# Microware - Am I missing something?



## hillbillygal (Jan 16, 2008)

I bought an assortment of old kitchen items in an auction the other day for $5. In some of the boxes, I have found this microwave cookware by Anchor Hocking called Microware. I was looking around on ebay and it seems there is a small market for it. There is a bundt pan, a few muffin pans, bacon rack thingies, and some other things.

Now, I've never been a big mircrowave user so is there another purpose for these things that I don't know or do people really like cooking muffins in a microwave? 

Sorry if I'm asking a dumb question but I'm just a little baffled.


----------



## windblown (Apr 18, 2011)

they can be used for pet dishes or plants sewing stuff in each little cup or paper clips and other things you use in a desk how about other craft things or measure individual spices for a dish into each cup how about freezing individual servings of a food or eggs or baby food


----------



## Ruby (May 10, 2002)

I use to have some and on the bottom it said it could be used in a regular oven up to I believe 400 degrees. Cakes useually cook at about 350 or 375, in a regular oven. Just make sure it says so on the bottom.


----------



## MushCreek (Jan 7, 2008)

Isn't that thing for poached eggs?


----------



## newfieannie (Dec 24, 2006)

no it's a muffin pan for a microwave. i have one just like it. can't stand microwave muffins. thanks for the ideas Windblown. i'll use it in my sewing room .~Georgia.


----------



## stamphappy (Jul 29, 2010)

do you have the large bowl with the clear vented lid? It's to make microwave popcorn without oil. It works really well and we've had ours for years.


----------



## Gayle in KY (May 13, 2002)

Hillbillygal, I have one of the angel food pans like that and never could figure out why they made it, either. I'm pretty sure you couldn't bake an angel food cake in the microwave, even if you wanted to. I don't really know why I even kept it. It's just a waste of space.


----------



## soulsurvivor (Jul 4, 2004)

I used it for holding craft paints when I did painting on dried gourds. I don't have it anymore, but I do have several different sizes of casserole bowls with clear hard plastic tops. Also have 2 different sizes of bacon grills and an assortment of small individual cooking containers with clear hard plastic lids. I use all these to hold leftovers in the fridge and then pop into the microwave for reheating.
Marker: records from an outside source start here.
PR #4723, opened 2025-10-02
Fix sender block sync. (#4721)

afck:
Backport of #4721.

# Motivation

When synchronising a chain, we were downloading only the sender block – without it's ancestors.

I'm careful about the type of containers I put in the microwave to heat. I can't imagine not having these microware containers. I have a microwave cabinet full of these. I thought everyone else did too...


----------



## Gayle in KY (May 13, 2002)

SS, I use glass Pyrex bowls in the microwave. They come with plastic lids for storage. Lately I've seen Rubbermaid glass bowls on tv. I'm going to take a look at those. They have the easy find lids. 

You can see them here~
http://www.rubbermaid.com/category/pages/ProductDetail.aspx?Prod_ID=RP091945&CatName=FoodStorage


----------



## soulsurvivor (Jul 4, 2004)

Gayle in KY said:


> SS, I use glass Pyrex bowls in the microwave. They come with plastic lids for storage. Lately I've seen Rubbermaid glass bowls on tv. I'm going to take a look at those. They have the easy find lids.
> 
> You can see them here~
> http://www.rubbermaid.com/category/pages/ProductDetail.aspx?Prod_ID=RP091945&CatName=FoodStorage


Those look great. Are they heavy like glass? I have trouble lifting and holding onto heavy glass pieces like Pyrex.
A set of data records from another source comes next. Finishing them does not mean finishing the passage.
PR #4727, opened 2025-10-03
Address the case of W::NUM_INIT_KEYS being 0.

MathieuDutSik:
## Motivation

It turns out that `cunks_exact(N)` requires N to be non-zero. This is a problem since some legitimate structures have `N=0`.

## Proposal

In the case of size 0, we put specific code for that. A more comprehensive solution was possible by checking ahead for size 0, but that is not needed.

## Test Plan

The CI.

## Release Plan

This is a bug correction and it should be backported to Testnet Conway.
This is because the bug applies to some structures like
```rust
CollectionView<String, MapView<String, u64>>
```

which are used for the Game of Life.

## Links

None.

### DIFF
--- a/linera-views/src/views/collection_view.rs
+++ b/linera-views/src/views/collection_view.rs
@@ -397,7 +397,11 @@ impl<W: View> ByteCollectionView<W::Context, W> {
             .await?;
 
         for (loaded_values, (position, context)) in
-            values.chunks_exact(W::NUM_INIT_KEYS).zip(entries_to_load)
+            if W::NUM_INIT_KEYS == 0 {
+                Vec::new().into_iter()
+            } else {
+                values.chunks_exact(W::NUM_INIT_KEYS).collect::<Vec<_>>().into_iter()
+            }.zip(entries_to_load)
         {
             let view = W::post_load(context, loaded_values)?;
             let updates = self.updates.read().await;
--- a/linera-views/src/views/reentrant_collection_view.rs
+++ b/linera-views/src/views/reentrant_collection_view.rs
@@ -539,9 +539,11 @@ impl<W: View> ReentrantByteCollectionView<W::Context, W> {
             }
         }
         let values = self.context.store().read_multi_values_bytes(keys).await?;
-        for (loaded_values, short_key) in values
-            .chunks_exact(W::NUM_INIT_KEYS)
-            .zip(short_keys_to_load)
+        for (loaded_values, short_key) in if W::NUM_INIT_KEYS == 0 {
+                Vec::new().into_iter()
+            } else {
+                values.chunks_exact(W::NUM_INIT_KEYS).collect::<Vec<_>>().into_iter()
+            }.zip(short_keys_to_load)
         {
             let key = self
                 .context
@@ -638,7 +640,11 @@ impl<W: View> ReentrantByteCollectionView<W::Context, W> {
                 .read_multi_values_bytes(keys_to_load)
                 .await?;
             for (loaded_values, (position, short_key, context)) in
-                values.chunks_exact(W::NUM_INIT_KEYS).zip(entries_to_load)
+                if W::NUM_INIT_KEYS == 0 {
+                    Vec::new().into_iter()
+                } else {
+                    values.chunks_exact(W::NUM_INIT_KEYS).collect::<Vec<_>>().into_iter()
+                }.zip(entries_to_load)
             {
                 let view = W::post_load(context, loaded_values)?;
                 let wrapped_view = Arc::new(RwLock::new(view));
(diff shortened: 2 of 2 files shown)


ma2bd:
what's the impact of the bug?

MathieuDutSik:
> what's the impact of the bug?

The bug makes `try_load_entries` fail for the `CollectionView<T,W>` with `W::NUM_INIT_KEYS = 0`.
This is, for example, the case of `gol-challenge`, which has
```rust
pub reported_solutions: CollectionView<AccountOwner, MapView<DataBlobHash, Timestamp>>,
```

The function `try_load_entries` is used by `fn entries` of the GraphQL function of `CollectionView`. Therefore, some GraphQL queries of `gol-challenge` will fail (though with an explicit error message).

The correction to `ReentrantCollectionView` is somewhat less important. This container is not used in the smart contracts. It is used in the protocol, but the 4 instances `KeyValueStoreView`, `InboxStateView`, `OutboxStateView`, and `PendingBlobsView` all have `W::NUM_INIT_KEYS > 0`. So, the correction, while useful, does not have a direct impact.

linera-views/src/views/collection_view.rs
```diff
@@ -386,25 +386,36 @@ impl<W: View> ByteCollectionView<W::Context, W> {
...
-            });
+        if W::NUM_INIT_KEYS == 0 {
+            for (position, context) in entries_to_load {
+                let view = W::post_load(context, &[])?;
+                let updates = self.updates.read().await;
+                results[position] = Some(ReadGuardedView::NotLoaded {
+                    _updates: updates,
+                    view,
+                });
+            }
```
ma2bd, line 397: Here and below, do we have to duplicate so much code? It seems that the previous version of the PR was almost there.

linera-views/src/views/collection_view.rs
```diff
@@ -397,7 +397,11 @@ impl<W: View> ByteCollectionView<W::Context, W> {
             .await?;
 
         for (loaded_values, (position, context)) in
-            values.chunks_exact(W::NUM_INIT_KEYS).zip(entries_to_load)
+            if W::NUM_INIT_KEYS == 0 {
+                Vec::new().into_iter()
+            } else {
+                values.chunks_exact(W::NUM_INIT_KEYS).collect::<Vec<_>>().into_iter()
+            }.zip(entries_to_load)
```
ma2bd: Isn't it an obvious case for an intermediate variable?
```
let chunks = if W::NUM_INIT_KEYS == 0 {
    std::iter::empty()   // <- better ?
} else {
    values.chunks_exact(W::NUM_INIT_KEYS).collect::<Vec<_>>().into_iter() // <- why collect().into_iter() ???
};
for ... in chunks.zip(entries_to_load) {
    ...
}
```

ma2bd (changes requested):
Good catch. Let's try to keep the code reasonably concise

linera-views/src/views/collection_view.rs
MathieuDutSik: This does not compile
```rust
399 |           let chunks = if W::NUM_INIT_KEYS == 0 {
    |  ______________________-
400 | |             std::iter::empty()
    | |             ------------------ expected because of this
401 | |         } else {
402 | |             values.chunks_exact(W::NUM_INIT_KEYS)
    | |             ^^^^^^^^^^^^^^^^^^^^^^^^^^^^^^^^^^^^^ expected `Empty<_>`, found `ChunksExact<'_, Option<Vec<u8>>>`
403 | |         };
    | |_________- `if` and `else` have incompatible types
    |
    = note: expected struct `std::iter::Empty<_>`
               found struct `std::slice::ChunksExact<'_, std::option::Option<std::vec::Vec<u8>>>`
```

linera-views/src/views/collection_view.rs
MathieuDutSik: But it was wrong. It was not working. It was not crashing, but the results were incorrect.

To avoid duplication, what we can do is avoid entirely the use of the `chunks_exact` and instead use explicit for loops and chunks obtained via `&[pos*W::NUM_INIT_KEYS..(pos+1)*W::NUM_INIT_KEYS]`.

It is perfectly fine code, and it is the one that was in the first version before being changed by Janito.

linera-views/src/views/collection_view.rs
ma2bd: Indeed, one has to use `itertools::Either`:
https://play.rust-lang.org/?version=stable&mode=debug&edition=2024&gist=104d68519c1b915603ed998c75dff5ad

https://gist.github.com/rust-play/104d68519c1b915603ed998c75dff5ad

linera-views/src/views/collection_view.rs
ma2bd: I would really avoiding code duplication. See also answer below (if this helps?)

MathieuDutSik: Yes, of course. I also do not like this.
I wrote explicitly that we can avoid code duplication with a for loop. But that seems forbidden. At least you did not comment on that.

So, code duplication seems unavoidable.

linera-views/src/views/collection_view.rs
MathieuDutSik: That does compile.
But it is not correct. We do not read the entries correctly.

This is because if you had `vec1.iter().zip(vec2)` and vec1 and vec2 are not of the same length, then the returned result is of length the minimum of the two.

MathieuDutSik: If you want to experiment, I added a `test_nested_collection_map_view` that exercises all those critical points.

ma2bd: Here is my experiment: #4731

MathieuDutSik:
The correction has been done by PR #4731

Here's an image of the kind of microware I have. I have all these pieces plus more, but I really do use all of them and have for years now. 
http://www.kaptnkarl.com/ebay/eb2698b.jpg


----------



## Pa funnyfarm (Jun 22, 2002)

Gayle - When all the kids were still home, the angel food pan was my go to for meatloaf when it was too hot to heat the oven up. (if it's like mine was - solid bottom, not lift off like my metal angel food cake pan) They all preferred the meatloaf done in the microwave, and it cooked in under 20 minutes - great on hot humid days with DH being a meat and potato hot meal kind of guy. I never mastered cakes or cupcakes/muffins in microwave - repurposed the cookware or passed it on. (wore out the meatloaf pan tho)


----------



## Grandmotherbear (May 15, 2002)

I bought a microwave cupcake pan in a thrift store for 25 cents and used it- once. Never again.


----------



## hillbillygal (Jan 16, 2008)

I'm gonna keep the leftover plates but I think the muffin pans and other stuff may find their way to ebay, lol!


----------



## Use Less (Nov 8, 2007)

I had a similar "find". I kept a square cooker w/a good lid for storing, then warming leftovers, and donated the rest of the stuff. We had a hotdog cooker we tried a few times, but like a midgey electric grill so much better. Doing actual cooking doesn't seem to have caught on w/many folks. Of course manufacturers must have been hopeful, hence the plethora of pans & cookbooks. Sue


----------



## Ann-NWIowa (Sep 28, 2002)

When microwave ovens first became available all the "special" microwave cooking dishes were promoted as "necessary" so many of us bought a bunch of the junk used it once, shoved it into the back of the cupboard and eventually garaged saled or donated it. Worthless, useless, expensive junk.


----------



## PotterMom (3 mo ago)

Yes, this is an old thread, but I love my MicroWare Bundt cake pan and have always used it in the REGULAR oven. If you have MicroWare, it’s oven safe, so don’t send it to the land fill.


----------